1. ## Complete/Simple Induction

Here's the question:

Use induction to prove that for every integer $n \geq 4$, $3^n > n^3$.

Firstly, I'm confused whether to use the simple induction or the complete induction for this problem. I will try the simple one:

Base case: let $n \in N$ and let P(n) be the statement:

" $n \geq 4$, $3^n > n^3$"

Since $n \geq 4$ I can't use P(1) as the base case so I'll do P(4) in its stead:

$3^4 > 4^3 \Rightarrow 81>64$

Inductive step:
Suppose $k \geq 4$ and P(k) is true. So $3^k > k^3$

Now we consider P(k+1)

$3^{k+1} > (k+1)^3$

$LHS = 3^k .3 > k^3 +1 = RHS$

What else can be done here to prove the inequality?

any help is appreciated

2. You know from the base case that $3^k > k^3$. You also know that $k \geq 4$ so that gives you $3^{k+1} = 3 \cdot 3^k > 3k^3 > 2k^3 + 1 > k^3 + 1$

3. Originally Posted by Defunkt
You know from the base case that $3^k > k^3$. You also know that $k \geq 4$ so that gives you $3^{k+1} = 3 \cdot 3^k > 3k^3 > 2k^3 + 1 > k^3 + 1$

errr ... the 1 must be inside the ()^3 .. i will write more in a new reply

4. OK .. i am using plain english as i have not yet figured out how to put the mathematical letters.

so write (k+1)^3 = k^3+1+3k^2+3k > 3^k +3k^2+3k

so if you prove that 3^(k+1)-3^k = 2.3^k > 3k^2 + 3k then you are through.

apply the same trick of starting with the polynomial. this time again you have to compare a polynimal of lesser degree with a exponential. go on till what remains is obvious. i hope i have made it clear. just write whatever i have told you on a piece of paper .. you will get it.

5. ok see this ... $(k+1)^3 = k^3 + 1 + 3k^2 + 3k < 3^k + 1 + 3k^2 + 3k$
you need to prove that $(k+1)^3 < 3^{k+1}$
take the difference of the two inequalities. it follows that you must prove $1 + 3k^2 + 3k < 2.3^k$.
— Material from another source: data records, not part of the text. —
PR #28, opened 2016-11-02
Feature/#12 stabilization of login modifier

tomaszhulakcogni:


core/jobs/src/main/java/com/cognifide/aet/job/common/modifiers/login/LoginModifierConfig.java
```diff
@@ -0,0 +1,148 @@
...
+
+import com.cognifide.aet.job.api.ParametersValidator;
+import com.cognifide.aet.job.api.exceptions.ParametersException;
+import org.apache.commons.lang3.BooleanUtils;
+import org.apache.commons.lang3.StringUtils;
+import org.apache.commons.lang3.math.NumberUtils;
+
+import java.util.Map;
+
+public class LoginModifierConfig {
```
wiiitek: Could we have this class package-scoped?

core/jobs/src/main/java/com/cognifide/aet/job/common/modifiers/login/LoginModifier.java
```diff
@@ -135,35 +78,46 @@ public CollectorStepResult collect() throws ProcessingException {
...
+
+  private void loginToForm() throws ProcessingException {
+    LOGGER.info("Attempting to login user: {} on site {}", config.getLogin(), config.getLoginPage());
+    webDriver.get(config.getLoginPage());
+    LoginFormComponent form = new LoginFormComponent(webDriver, config.getLoginInputSelector(),
+            config.getPasswordInputSelector(), config.getSubmitButtonSelector());
+    form.login(config.getLogin(), config.getPassword());
+  }
+
+  private void sleep() {
```
wiiitek: Could we rename this method to sth like:
- `waitForAuthentication`
- `delayBeforeLoginCheck`
- ??

core/jobs/src/main/java/com/cognifide/aet/job/common/modifiers/login/LoginModifierConfig.java
```diff
@@ -0,0 +1,148 @@
...
+    this.loginPage = params.get(LOGIN_PAGE_PARAM);
+    this.login = getParameter(params, LOGIN_PARAM, DEFAULT_LOGIN);
+    this.password = getParameter(params, PASSWORD_PARAM, DEFAULT_PASSWORD);
+    this.loginInputSelector = getParameter(params, LOGIN_INPUT_SELECTOR_PARAM, DEFAULT_LOGIN_INPUT_SELECTOR);
+    this.passwordInputSelector = getParameter(params, PASSWORD_INPUT_SELECTOR_PARAM, DEFAULT_PASSWORD_INPUT_SELECTOR);
+    this.submitButtonSelector = getParameter(params, SUBMIT_BUTTON_SELECTOR_PARAM, DEFAULT_SUBMIT_BUTTON_SELECTOR);
+    this.loginTokenKey = getParameter(params, LOGIN_TOKEN_KEY_PARAM, DEFAULT_LOGIN_TOKEN);
+    this.forceLogin = BooleanUtils.toBoolean(params.get(FORCE_LOGIN));
+    int loginTimeout = NumberUtils.toInt(getParameter(params, LOGIN_CHECK_TIMEOUT_PARAM, DEFAULT_CHECK_TIMEOUT_PARAM));
+    this.loginCheckTimeout = Math.min(10000, loginTimeout);
```
wiiitek: Could we rename this attribute to sth like:
- `this.waitForAuthentication = loginCheckDelay`
- `this.delayBeforeLoginCheck = delay`
- ??

core/jobs/src/main/java/com/cognifide/aet/job/common/modifiers/login/LoginModifier.java
```diff
@@ -135,35 +78,46 @@ public CollectorStepResult collect() throws ProcessingException {
...
+    if (config.getLoginCheckTimeout() > 0) {
+      LOGGER.info("Waiting {} ms.", config.getLoginCheckTimeout());
+      try {
+        Thread.sleep(config.getLoginCheckTimeout());
+      } catch (InterruptedException e) {
+        LOGGER.error("Interruption", e);
+        Thread.currentThread().interrupt();
```
wiiitek: Hmm. This line looks suspicious.
I went through one article about the topic:
    http://www.javaspecialists.eu/archive/Issue056.html
and it looks like it makes sense for interrupting newly created threads.
Here however we are in some thread that is performing screen collection.
I woud rather throw some runtime exception here:
`new RuntimeException(this thread should NOT be interrupted here)`..

Could we consult someone on this?

core/jobs/src/main/java/com/cognifide/aet/job/common/modifiers/login/LoginModifier.java
```diff
@@ -36,63 +32,17 @@
...
-
-  private String loginTokenKey;
-
-  private int loginCheckTimeout;
-
-  private boolean forceLogin;
+  private LoginModifierConfig config;
 
   LoginModifier(WebCommunicationWrapper webCommunicationWrapper, ValidationResultBuilder validationResultBuilder) {
     this.webCommunicationWrapper = webCommunicationWrapper;
```
wiiitek: Could we also have `this.webDriver` in line 49 ?

core/jobs/src/main/java/com/cognifide/aet/job/common/modifiers/login/LoginModifier.java
```diff
@@ -135,35 +78,46 @@ public CollectorStepResult collect() throws ProcessingException {
...
+  private void loginToForm() throws ProcessingException {
+    LOGGER.info("Attempting to login user: {} on site {}", config.getLogin(), config.getLoginPage());
+    webDriver.get(config.getLoginPage());
+    LoginFormComponent form = new LoginFormComponent(webDriver, config.getLoginInputSelector(),
+            config.getPasswordInputSelector(), config.getSubmitButtonSelector());
+    form.login(config.getLogin(), config.getPassword());
+  }
+
+  private void sleep() {
+    if (config.getLoginCheckTimeout() > 0) {
```
Skejven: We use `sleep` in two places. Its action depends on `LoginCheckTimeout` value. Should `sleep` method be used both before each re-attempt of login and during `login` method?

integration-tests/test-suite/pom.xml
```diff
@@ -45,7 +45,7 @@
 
   <profiles>
     <profile>
-      <!-- Assembly test suites from 'partials' catolog into one main-test.xml -->
+      <!-- Assembly test suites from 'partials' catalog into one main-test.xml -->
```
mateuszgrab-cognifide: Please avoid changes with only white-space characters modification.

core/jobs/src/main/java/com/cognifide/aet/job/common/modifiers/login/LoginModifier.java
Skejven: I think this is so little damage here when `sleep` is interrupted, we can go with this approach. It looks that `SleepModifier` handles interruption in similar way - it may be area to improve at least logging there.

core/jobs/src/main/java/com/cognifide/aet/job/common/modifiers/login/LoginModifier.java
tomaszhulakcogni: Yes. I'm going to describe it in the documentation.

core/jobs/src/main/java/com/cognifide/aet/job/common/modifiers/login/LoginModifier.java
tomaszhulakcogni: Renamed to `delayBeforeLoginCheckOrReattempt`. Long, but descriptive - this timeout is used in two contexts.

core/jobs/src/main/java/com/cognifide/aet/job/common/modifiers/login/LoginModifierConfig.java
tomaszhulakcogni: Done

core/jobs/src/main/java/com/cognifide/aet/job/common/modifiers/login/LoginModifier.java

now start afresh with this inequality using the same trick. this time you will get something like $6k+8 < 4.3^k$. again do the same step. ignore any mistakes that i may have done ... the essential point is that degree of the polynomial keeps reducing whereas the exponential stays same.

remember that each time your applicable $k$ has a different domain. so just keep track of it.
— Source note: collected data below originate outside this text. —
PR #29, opened 2016-11-06
fix for ignored test

wiiitek:
___


core/runner/src/test/java/com/cognifide/aet/runner/distribution/dispatch/CollectorJobSchedulerTest.java
```diff
@@ -95,17 +95,19 @@ public void add_expectMessageSent() throws Exception {
...
 
-    Queue<MessageWithDestination> messagesQueue1 = mockMessagesQueue(Mockito.mock(Message.class), Mockito.mock
-            (Destination.class), correlationID);
-    Queue<MessageWithDestination> messagesQueue2 = mockMessagesQueue(Mockito.mock(Message.class), Mockito.mock
-            (Destination.class), correlationID);
     tested.add(messagesQueue1, correlationID);
+    // messageQueues will be processed and removed from messagesMap
+    // in safeRun method of CollectorJobScheduler
+    // so it is possible to add another with the same correlationId
+    Thread.sleep(1000);
```
Skejven: Would this be possible to make here some active waiting? So that when we run this test on a slow machine this test will not fail (now it may happen that this 1 second is not enough).
In other way pleas remove this test.

core/runner/src/test/java/com/cognifide/aet/runner/distribution/dispatch/CollectorJobSchedulerTest.java
```diff
@@ -95,17 +95,19 @@ public void add_expectMessageSent() throws Exception {
...
     tested.add(messagesQueue2, correlationID);
```
toniedzwiedz: More importantly, what does this method actually test? I may be missing something but I fail to see an assertion of any sort.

perhaps you may have recognized what i am essentially doing. i am replicating the way of taking derivatives in a continuous setup to the discrete setup that you need.

6. Frankly, that doesn't make a whole lot of sense to me, I'm so confused and I can't follow where you got the $2.3^k$ term from!
So, we know $3^k > k^3$ and $k \geq 4$, now we want to prove:

$3^{k+1} > (k+1)^3$

$
3.3^k > k^3+3k^2+3k+1
$

This is where I am so far. Any more explanation is appreciated.

7. maybe i will have to write in detail

i hope you have got his far .. $(k+1)^3 = k^3 + 1 + 3k^2 + 3k < 3^k + 1 + 3k^2 + 3k$

frm this u get $(k+1)^3 - 1 - 3k^2 - 3k < 3^k$ -- (1)
u need to prove $(k+1)^3 < 3^{k+1} = 3.3^k$ --- (2)

the difference [(2) - (1)] of the two inequalities is $
1 + 3k^2 + 3k < 3.3^k - 3^k = 2.3^k$
--- (3)

now observe that if (1) and (3) is true then (2) must be true.

so the thing to prove now is $1 + 3k^2 + 3k < 2.3^k$. forget about the earlier inequality and instead treat this as your problem. in mathamatical language we say the the problem has been reduced to a new problem

to prove this again form 3 inequalities like above .. you will get a new inequality which is even simpler. finally you will get something which is just obvious. just try it with a pen and paper.

edit :: when i say the inequality is simpler i mean the degree of the polynomial part is smaller, even if the expression is a bigger one the polynomial itself is simpler to analyze.